Several studies have highlighted the difficulty in assessing local tumor extension using CT after NACRT for pancreatic cancer [20-22]. Cassinotto et al. found that 39% of patients who had a high risk of an R1 resection based on their CT findings after neoadjuvant therapy were able to receive an R0 resection. They surmised that the significantly lower accuracy and specificity in determining R0 resectability after neoadjuvant therapy was probably due to the inability of CT examinations to differentiate tumor tissue from necrosis, fibrosis, and inflammatory changes caused by neoadjuvant treatment.

Katz et al. demonstrated that 81 of the 85 patients (95%) received an R0 resection after being treated with neoadjuvant therapy for BRPC. In that study, only 1 patient was downstaged to resectable pancreatic cancer [23]. Ferrone et al. also demonstrated that 92% of patients with borderline resectable or locally advanced pancreatic cancer after receiving the neoadjuvant FOLFIRINOX regimen received an R0 resection regardless of having been judged as being unresectable based on the post-FOLFIRINOX CT imaging findings [24]. Both studies showed that downstaging to resectable pancreatic cancer from the CT imaging findings was rare after neoadjuvant therapy; however, R0 resection could be performed regardless of the radiological response when no distant metastatic lesions were observed.

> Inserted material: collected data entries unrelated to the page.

PR #541, opened 2026-08-12
spec(tenstorrent): trace-runner feasibility spike — NO-GO for T=1 decode

lu-zero:
## What

`BACKEND-TENSTORRENT-TRACE-RUNNER` (child of `BACKEND-TENSTORRENT`). A read-only feasibility spike (POL-SPIKE-FIRST, POL-NO-CEILING) deciding whether to wire the landed graph-capture foundation (#354 / `59568772`) into a capturable **decode** region. **No code shipped** — decision record only.

> **Update (2026-08-13): the "NO-GO for T=1 decode" decision is now SUPERSEDED for implementation purposes by [#694](https://github.com/mudler/vllm.cpp/pull/694) (the host-free decode investigation).** #694 measured the actual blockers one by one and found decode capture *is* achievable — the no-go was a measurement of the unmodified forward, not a fundamental limit. The remaining work (persistent device buffers + before-replay input populate, ported from the tt-metal vLLM plugin's design) is tracked there. This PR (#541) remains the correct record of *why* the unmodified forward can't be captured and *what* the blockers are.

## Findings (the original spike)

**Q1 — host-free region at T=1?** No. Static trace: `RmsNormKernel` (rows=1 < 32) and `PreferDeviceRope` (T·H = 16 < 64) both route to **host** every layer. Bonus: the shared decode-graph framework `Qwen3DenseDecodeGraph` (`qwen3.cpp:489`, used by Qwen3/Mistral/Llama/InternLM2) is **disabled** for TT because the platform doesn't override `support_static_graph_mode()` (base `false`; only CUDA returns `true`).

**Q2 — all-device-at-T=1 tok/s cost?** Measured on real Blackhole P150, Qwen3-0.6B, local-only `VT_TT_FORCE_DEVICE` override (reverted, unshipped):

| config | warm tok/s |
|--------|-----------|
| hybrid (current default) | **12.5** |
| all-device (forced) | **10.7** |

Reproduces handoff §6 precisely (~12.3→10.5; 12.5→10.7 here; same ~14% / ~1.8 tok/s regression).

**Q2b — capture attempted on-card: ABORTS on the unmodified forward.** With both `support_static_graph_mode()` → `true` AND `VT_TT_FORCE_DEVICE` set, capture fails: `TT_FATAL: Reads are not supported during trace capture` (backtrace through `to_vector<float>`), `0 replays`. The T=1 forward does device→host readbacks that ttnn trace prohibits.

**Q3 — ttnn program-cache warm-up?** Answered in #694: required, and solvable (`enable_program_cache` + eager warm).

## Decision (original, now superseded by #694 for implementation)

NO-GO for pure T=1 decode capture *on the unmodified forward*. The forward does `to_vector` host readbacks + per-op device writes that ttnn trace prohibits; the fix is not a threshold tweak but a host-free forward redesign. **That redesign is scoped and demonstrated in #694** — see the complete blocker map + the tt-metal vLLM plugin architecture answer there.

## How the other backends do it

CUDA is the ONLY `SupportsGraphCapture()==true` backend (`cuda_backend.cu:184-240`). Metal and Vulkan are `false`. Model-side capture sites capture `ForwardLayers` device-resident.

## Files

- NEW `.agents/specs/tenstorrent-trace-runner.md` (spec + measured outcome + decision)
- `BACKEND-TENSTORRENT-TRACE-RUNNER` row + `BACKEND-TENSTORRENT-HOST-FREE-FORWARD` row in `.agents/backend-matrix.md`
- NEW claim in `.agents/coordination.md`, `scripts/check-agent-record.py` BACKEND count bumps
- **No `src/` change.**


lu-zero:
Closing in favor of #694 (row/BACKEND-TENSTORRENT-HOST-FREE-R1), which contains this PR's two commits verbatim (the trace-runner spike `a5a73069`→rebased, the host-free plan) plus the follow-on investigation that supersedes the no-go decision.

This PR's record remains valid as the *why*: the unmodified T=1 forward cannot be captured (to_vector readbacks + per-op enqueue_write fatals; all-device-at-T=1 costs 12.5→10.7 tok/s). #694 measured the blockers one by one, landed R1-R3b (capture now enters the forward and reaches layer ops), and identified the item-5 architecture from the tt-metal vLLM plugin (persistent device tensors + before-replay populate) — decode capture is achievable, not a no-go. The trace-runner spec + both matrix rows live on in #694.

In most of the resectability criteria, the extent of tumor-vessel contact was evaluated according to the degree of circumferential tumor–vessel interface. In the present study, however, we tried to assess tumor-vessel contact by the longitudinal distance of tumor–vessel interface to observe more detailed morphological changes. Specifically, we defined the progression of peripancreatic major vessel invasion as an increase in the length of tumor-vessel contact ≥2 mm because this definition enabled a good agreement with the interpreting physicians’ impressions of progression. Using this definition, 31% of the BRPC patients showed the progression of peripancreatic major vessel invasion after NACRT. However, 93% of the BRPC patients were able to receive an R0 resection irrespective of their peripancreatic major vessel invasion status. Furthermore, the peripancreatic major vessel invasion status did not seem correlated with any of the other items that were used to evaluate the efficacy of neoadjuvant treatment, such as the rate of reduction in CA 19–9, the tumor response, or the pathological response. These results would agree with the results of the aforementioned studies and lead us to conjecture that BRPC can be resected locally whether or not radiological perivascular progression is observed whenever the tumor response is not PD according to the RECIST. However, the surgical indications for BRPC with a PD tumor response remain uncertain because only one patient who met the above condition was included in the present study.

The present study had several limitations. First, the retrospective design introduced a selection bias. Several patients who underwent a probe laparotomy or bypass operation because of local tumor progression were excluded because the institutions where the patients had undergone these treatments did not participate in this study. This selection bias might have affected the results of the study. Second, the number of patients included in this study was relatively small, even considering the rarity of this disease. The small sample size probably had an affect on the wide CI of the risk difference of R0 resection rates between PVI and NVI groups. However, those R0 resection rates themselves were acceptable. Then, the conclusions which were drawn from the results including the R0 resection rates might be considered of value. Validation of the study’s hypothesis in a larger cohort is warranted.

Conclusions

Patients with BRPC achieved a high R0 resection rate after NACRT regardless of the progression of peripancreatic vascular invasion. Patients with BRPC without PD according to the RECIST after NACRT can be considered as candidates for surgical resection.